Passo 2: Pré-tratamento da superfície e antioxidante
- Lixagem mecânica: utilize lixa de grão 120 para remover a película de óxido da superfície de alumínio e controlar a rugosidade da superfície de contacto a um valor de Ra ≤ 3,2 μm.
- Tratamento químico: Pulverizar pasta condutora contendo cromato de zinco para preencher os poros microscópicos e bloquear o oxigénio.
Passo 3: Controlo preciso do binário e conceção anti-afrouxamento
- Tamanho do parafuso: binário recomendado de 10-12 N·m para parafusos M8, com anilhas de mola de disco para compensar a expansão térmica (Figura 2).
- Monitorização da pressão de contacto: Determinar o valor crítico (ΔR/Δσ<-0,1 μΩ/MPa) através da curva de resistência-tensão.
Passo 4: Seleção do processo de soldadura
- Soldadura por fricção-agitação (FSW): Adequada para ligações de grande secção transversal com resistências da junta até 90% do material de base.
- Soldadura a laser: Utilize material de soldadura de Zn-Al (ponto de fusão de 380 °C) para evitar a formação da fase frágil CuAl₂.
Passo 5: Isolamento e proteção
- Proteção de dupla camada: camada interior revestida com fita autofusível de borracha de silicone; camada exterior constituída por um tubo termorretrátil reforçado (resistência à temperatura de 125 ℃) para bloquear a humidade e o jato de sal.
Passo 6: Inspeção e manutenção regulares
- Imagem térmica por infravermelhos: inspeções trimestrais; o aumento de temperatura nas juntas deve ser inferior a 30 ℃ acima da temperatura ambiente (norma IEC 61439-1).

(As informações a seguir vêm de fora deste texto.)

PR #48, opened 2016-04-28
generate: Change --mount-cgroups default to 'no'

wking:
Since a937f7a4 (Add support for using a base template, 2016-04-13,
`--mount-cgroups` is not `no`, that will lead to additional cgroup
entries in the mount array (even if there was already a cgroup entry
in the mount array).  Instead of writing logic to find and clobber
existing cgroup entries, just make the default the no-op setting.


wking:
Looks like my commit message is missing a line.  Will fix once I get back to a keyboard.

mrunalp:
LGTM

wking:
Restored missing line with 8819fe2 → 87101c0, and adjusted my `core.commentchar` to avoid future occurrences ;).

wking:
Ah, too late ;).  Oh, well.

PR #49, opened 2016-04-28
validate: add Hooks validation

Mashimiao:

### DIFF
--- a/man/ocitools-validate.1.md
+++ b/man/ocitools-validate.1.md
@@ -18,6 +18,9 @@ Validate an OCI bundle
 **--path=PATH
    Path to bundle
 
+**--hooks**
+  Check specified hooks exist and are executable on the host.
+
 # SEE ALSO
 **ocitools**(1)
 
--- a/validate.go
+++ b/validate.go
@@ -6,6 +6,7 @@ import (
 	"io/ioutil"
 	"os"
 	"path"
+	"path/filepath"
 	"reflect"
 	"regexp"
 	"strings"
@@ -19,6 +20,7 @@ import (
 
 var bundleValidateFlags = []cli.Flag{
 	cli.StringFlag{Name: "path", Usage: "path to a bundle"},
+	cli.BoolFlag{Name: "hooks", Usage: "Check specified hooks exist and are executable on the host."},
 }
 
 var (
@@ -76,17 +78,19 @@ var bundleValidateCommand = cli.Command{
 			logrus.Fatalf("root path %q is not a directory.", spec.Root.Path)
 		}
 
-		bundleValidate(spec, rootfsPath)
+		hooksCheck := context.Bool("hooks")
+		bundleValidate(spec, rootfsPath, hooksCheck)
 		logrus.Infof("Bundle validation succeeded.")
 	},
 }
 
-func bundleValidate(spec rspec.Spec, rootfs string) {
+func bundleValidate(spec rspec.Spec, rootfs string, hooksCheck bool) {
 	checkMandatoryField(spec)
 	checkSemVer(spec.Version)
 	checkPlatform(spec.Platform)
 	checkProcess(spec.Process, rootfs)
 	checkLinux(spec.Linux, spec.Hostname, rootfs)
+	checkHooks(spec.Hooks, hooksCheck)
 }
 
 func checkSemVer(version string) {
@@ -118,6 +122,30 @@ func checkPlatform(platform rspec.Platform) {
 		}
 	}
 	logrus.Fatalf("Operation system %q of the bundle is not supported yet.", platform.OS)
+}
+
+func checkHooks(hooks rspec.Hooks, hooksCheck bool) {
+	checkEventHookPaths("pre-start", hooks.Prestart, hooksCheck)
+	checkEventHookPaths("post-start", hooks.Poststart, hooksCheck)
+	checkEventHookPaths("post-stop", hooks.Poststop, hooksCheck)
+}
+
+func checkEventHookPaths(hookType string, hooks []rspec.Hook, hooksCheck bool) {
+	for _, hook := range hooks {
+		if !filepath.IsAbs(hook.Path) {
+			logrus.Fatalf("The %s hook %v: is not absolute path", hookType, hook.Path)
+		}
+
+		if hooksCheck {
+			fi, err := os.Stat(hook.Path)
+			if err != nil {
+				logrus.Fatalf("Cannot find %s hook: %v", hookType, hook.Path)
+			}
+			if fi.Mode()&0111 == 0 {
+				logrus.Fatalf("The %s hook %v: is not executable", hookType, hook.Path)
+			}
+		}
+	}
 }
 
 func checkProcess(process rspec.Process, rootfs string) {


validate.go
```diff
@@ -106,6 +107,29 @@ func checkMounts(mounts []rspec.Mount, rootfs string) {
 	}
 }
 
+func checkHooks(process rspec.Hooks, rootfs string) {
```
wking: `process` is a strange name for this variable.  How about `hooks`?  And hooks are in the host mount namespace, so I don't think we need `rootfs`.

wking:
This sort of validation would be easier if we could recycle the
process validator [1].

[1]: https://groups.google.com/a/opencontainers.org/forum/#!topic/dev/Cn5L6g1prgA
     Subject: Unify container-process and hook-process structures
     Date: Mon, 4 Jan 2016 21:56:37 -0800
     Message-ID: <20160105055637.GG6362@odin.tremily.us>

validate.go
Mashimiao: @wking  change `process` to `hooks` is fine.
`hooks are in the host mount namespace` I'm not sure what it means.
Do you mean hooks is not in OCI bundle?

wking: On Thu, Apr 28, 2016 at 07:54:26PM -0700, Ma Shimiao wrote:
> `hooks are in the host mount namespace` I'm not sure what it means.
> Do you mean hooks is not in OCI bundle?

The may be in the bundle, but if they are, the path will be
/path/to/bundle/and/hook, not /and/hook.  Specs are [1]:

  “Hook paths are absolute and are executed from the host's
  filesystem.”

Although I'd be happier if the wording used “runtime namespace” [2] so
it was explicit about other namespaces as well (e.g. hooks are also in
the host network namepace, the host ipc namespace, …).

[1]: https://github.com/opencontainers/runtime-spec/blob/v0.5.0/config.md#hooks
[2]: https://github.com/opencontainers/runtime-spec/blob/v0.5.0/glossary.md#runtime-namespace

liangchenye:
Thanks @Mashimiao, 
if we want to check hook, we can just check `hook.Path` directly, there is no need to join the rootfs. 
```
Hook paths are absolute and are executed from the host's filesystem.
```

Also, since the hook command exists in the host's filesystem, we can not check that in bundle validation.go.   (But we reuse this code in runtime test.)

wking:
On Tue, May 03, 2016 at 02:36:04AM -0700, 梁辰晔 (Liang Chenye) wrote:
> Also, since the hook command exists in the host's filesystem, we can
> not check that in bundle validation.go.

We can check “Does the hook command exist in the host's filesystem?”,
it's just that the check will not be portable.  I think it's still
worth performing the check (e.g. see opencontainers/runtime-spec#418),
but it's probably worth putting that sort of thing behind a flag
(--host-checks?).  I don't really have a preference for the flag name
or whether it's opt-in or opt-out.

Mashimiao:
@wking  @liangchenye  
This validation, as @wking said we can check  “Does the hook command exist in the host's filesystem?”.
`config.json` belongs to OCI bundle. I think we check hook command exist or not is to check whether config.json is configured correct or not, is to check OCI bundle.
@wking  I'm not sure what portability problem exists. If there was no hooks configured, the `hook validation` would not be executed.

liangchenye:
The hook configuration is a little tricky, it is not portable.
If it was verified on hostA, it could still fail on hostB.
If it fails on hostA, it is hard to say this is an invalid bundle.
But it is helpful to a user who tries to use it, so agree with WKing, we can add a flag to bundle validate.

Mashimiao:
@wking  @liangchenye  PR updated

man/ocitools-validate.1.md
```diff
@@ -20,6 +21,9 @@ Validate an OCI bundle
 **--path="PATH"
    Path to bundle
 
+**--hooks-check**
+  Specify check hooks on host, default is false.
```
wking: I'd have gone with `--hook-paths` or some such, but I expect folks will get the idea regardless.  It's probably worth detailing what the hook checks are and why this is optional.  The only check that needs to be toggle-able is “Does the `path` exist (and point to an executable)?”, and there is other validation that you can do beyond that (e.g. “Are there equals signs in all the `env` values?”).

validate.go
```diff
@@ -72,18 +73,23 @@ var bundleValidateCommand = cli.Command{
...
+func bundleValidate(spec rspec.Spec, rootfs string, hooksCheck bool) {
 	checkMandatoryField(spec)
 	checkSemVer(spec.Version)
 	checkPlatform(spec.Platform)
 	checkProcess(spec.Process, rootfs)
 	checkMounts(spec.Mounts, rootfs)
 	checkLinux(spec.Linux, rootfs)
+
+	if hooksCheck {
+		checkHooks(spec.Hooks)
```
wking: The only check that has to be optional is [whether the paths exist][1].  If we punt on other checks (fine with me), I'd recommend `--hook-paths`, `hookPaths`, and `checkHookPaths()`, or some such.

validate.go
```diff
@@ -128,6 +134,26 @@ func checkPlatform(platform rspec.Platform) {
 	logrus.Fatalf("Operation system '%s' of the bundle is not supported yet.", platform.OS)
 }
 
+func checkHooks(hooks rspec.Hooks) {
+	for _, prestart := range hooks.Prestart {
+		if _, err := os.Stat(prestart.Path); err != nil {
+			logrus.Fatalf("Cannot find pre-start hook: %v", prestart.Path)
+		}
+	}
```
wking: Probably worth pulling this out into a helper function so it can get more complex without needing copy/pastes to the blocks handling the other hook arrays.  `checkEventHookPaths(hooks []Hook)`?  And this should also check that at least one of the three [executable bits is set][1].  I don't see constants for the bits in `ModePerm`, and I'm barely literate in Go, but `fileInfo.Mode() & 0111` is probably close.

And having validation die at the first error is a bit lazy, but fixing that is probably out of scope for this PR ;).

[1]: https://golang.org/pkg/os/#FileMode

validate.go
liangchenye: I'm fine with checkHooks. I think it looks more consistent with the functions above.

validate.go
liangchenye: Agree with the checkEventHookPaths idea.
Besides this, LGTM.

validate.go
wking: On Tue, May 10, 2016 at 06:27:30AM -0700, 梁辰晔 (Liang Chenye) wrote:
> > +	if hooksCheck {
> > +		checkHooks(spec.Hooks)
> 
> I'm fine with checkHooks. I think it looks more consistent with the
> functions above.

The additional specificity of checkHookPaths() is to support:

  if hookPaths {
    checkHookPaths(spec.Hooks)
  }
  checkHookEnvs(spec.Hooks)

and such if we want to validate other parts of the hook structure [1].
We can always punt on that distinction until later, but we'd be
breaking a public API if we rename ‘--hooks-check’ down the road, so
I'd rather pick a specific name (like ‘--hook-paths’) now [1].
There's no breakage with internal function renames, so I care less
about what we use there ;).

[1]: https://github.com/opencontainers/ocitools/pull/49/files/29a4d8e05ecc789646b65de133754273cd710f2e#r62610834

validate.go
Mashimiao: add func `checkEventHookPaths`

Mashimiao:
ping @liangchenye

man/ocitools-validate.1.md
```diff
@@ -6,6 +6,9 @@ ocitools-validate - Validate a OCI bundle
 
 # SYNOPSIS
 **ocitools validate**  *[OPTIONS]*
+[**--help**]
+[**--path**[=*PATH*]
+[**--hooks-check**[=*true*|*false*]
```
wking: Listing specific options here rolls back part of c1df0ceb (Fixup man pages for consistency, 2016-05-07, #65).  I like the shorter *[OPTIONS]* for `generate` (see #42) because it has *lots* of options.  I don't care either way for `validate`, but we probably want to pick one approach and not flip back and forth without motivation ;).

man/ocitools-validate.1.md
```diff
@@ -18,6 +21,9 @@ Validate an OCI bundle
 **--path=PATH
    Path to bundle
 
+**--hooks-check**
```
wking: I [still prefer][1] the more-explicit `--hook-paths` (but I'm not a maintainer).  Whatever the option name ends up being, I'd advise against including `-check` (so just `--hooks` if you don't want an option that mentions paths).  I'd guess almost all future options to `validate` are going to be about enabling/disabling particular checks (since checking fields is all `validate` does ;).  And in that case, the fact that a hook enables/disables a check is pretty obvious even without the `-check` qualifier.

[1]: https://github.com/opencontainers/ocitools/pull/49#discussion_r62611097

validate.go
```diff
@@ -128,6 +134,24 @@ func checkPlatform(platform rspec.Platform) {
...
+}
+
+func checkEventHookPaths(hookType string, hooks []rspec.Hook) {
+	for _, hook := range hooks {
+		fi, err := os.Stat(hook.Path)
+		if err != nil {
+			logrus.Fatalf("Cannot find %s hook: %v", hookType, hook.Path)
+		}
+		if fi.Mode()&0111 != 0 {
+			logrus.Fatalf("The %s hook %v: is not executable", hookType, hook.Path)
```
wking: I think the comparison should be `== 0` (i.e. “if none of the executable bits are set”).

man/ocitools-validate.1.md
Mashimiao: @wking  I can't agree with you.
We are not sure if there will be other options to validate  going to enable/disable particular checks, as hooks is a lit sepcial.
By now, there is only hooks need to enablle/disable a check and I think an obvious option name is better.

wking: On Sun, May 15, 2016 at 10:38:52PM -0700, Ma Shimiao wrote:
> We are not sure if there will be other options to validate going to
> enable/disable particular checks, as hooks is a lit sepcial.  By
> now, there is only hooks need to enablle/disable a check and I think
> an obvious option name is better.

Falling into this same host-path category is root.path (since
opencontainers/runtime-spec#394, currently unreleased).  So maybe the
option should be --host-paths?  Bind mounts and such can also
reference out-of-bundle paths.

I'm sure there are several features like that.  Looking for other
classes of host-specific checks, there's at least “Does the specified
platform match the local system?”.

Mashimiao: Maybe there will be other particular checks, but I still think `--hooks-check` is better and other particular checks in the future should be with `-check`.  it obviously tell people what it is used for.

liangchenye:
Thanks @Mashimiao 

LGTM

wking:
Ah, I'd missed the responses to my earlier comments.  f54700db looks
good to me too.

Mashimiao:
ping @mrunalp

liangchenye:
Hi @Mashimiao, 
I added another task to https://github.com/opencontainers/ocitools/issues/66
 'Hooks paths are absolute'.
It is different but related to this PR. We need to check if a path is absolute  by default (without hooksCheck set to true).

Mashimiao:
@liangchenye  OK, I can implement it in this PR.

wking:
51d1cc61 still looks good to me.

wking:
Ah, actually 51d1cc61 does not look good to me ;).  The absolute-path
check needs to happen regardless of whether folks have set the
host-specific switch [1].  Maybe we want to lump all of the
host-specific checks behind a --host-specific option?

[1]: https://github.com/opencontainers/ocitools/pull/49#issuecomment-220511921

validate.go
liangchenye: how about use checkHooks(spec.Hooks, hookscheck).
Since absolute path should be checked anyway.

Mashimiao:
@wking   Ah,  yes.  I did not read @liangchenye 's words carefully. How about now?

wking:
On Fri, May 20, 2016 at 01:30:20AM -0700, Ma Shimiao wrote:
> How about now?

ce49f78 looks great :).

man/ocitools-validate.1.md
```diff
@@ -18,6 +18,9 @@ Validate an OCI bundle
 **--path=PATH
    Path to bundle
 
+**--hooks**
+  Specify check hooks exists and executable on host, default is false.
```
mrunalp: nit: Check specified hooks exist and are executable on the host.

Mashimiao: fixed.

validate.go
```diff
@@ -19,6 +20,7 @@ import (
 
 var bundleValidateFlags = []cli.Flag{
 	cli.StringFlag{Name: "path", Usage: "path to a bundle"},
+	cli.BoolFlag{Name: "hooks", Usage: "Specify check hooks on host, default is false"},
```
mrunalp: Can you change it here as well? Thanks!

Mashimiao: @mrunalp  sorry, miss it. fixed.

mrunalp:
Needs rebase

Mashimiao:
@mrunalp   rebased.

mrunalp:
LGTM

- Avaliação da corrosão: Medir a resistência de contacto utilizando o método das quatro sondas; se se verificar um aumento superior a 20%, é necessário um novo tratamento.
Casos do setor
- Chicote elétrico de alta tensão para veículos elétricos: uma fabricante de automóveis adota uma solução com fios de alumínio banhados a prata + terminais de cobre, com um aumento de temperatura de apenas 15 ℃ após 96 horas de ensaio de névoa salina e uma esperança de vida útil triplicada.
- Ligação do inversor fotovoltaico: a taxa de falhas ao longo de 10 anos diminuiu de 12% para 1,5% num sistema que utiliza terminais de transição de cobre-alumínio (relatório da TÜV Rheinland).
Conclusão
As dificuldades técnicas da ligação entre o alumínio e o cobre podem ser resolvidas através da inovação nos materiais e da otimização dos processos:
- Dê prioridade à utilização de peças de transição em cobre e alumínio para evitar o contacto direto.
- O tratamento de superfícies e o controlo do binário são fundamentais para a prevenção da corrosão e o combate ao relaxamento.
- A monitorização regular pode permitir a deteção precoce de possíveis falhas.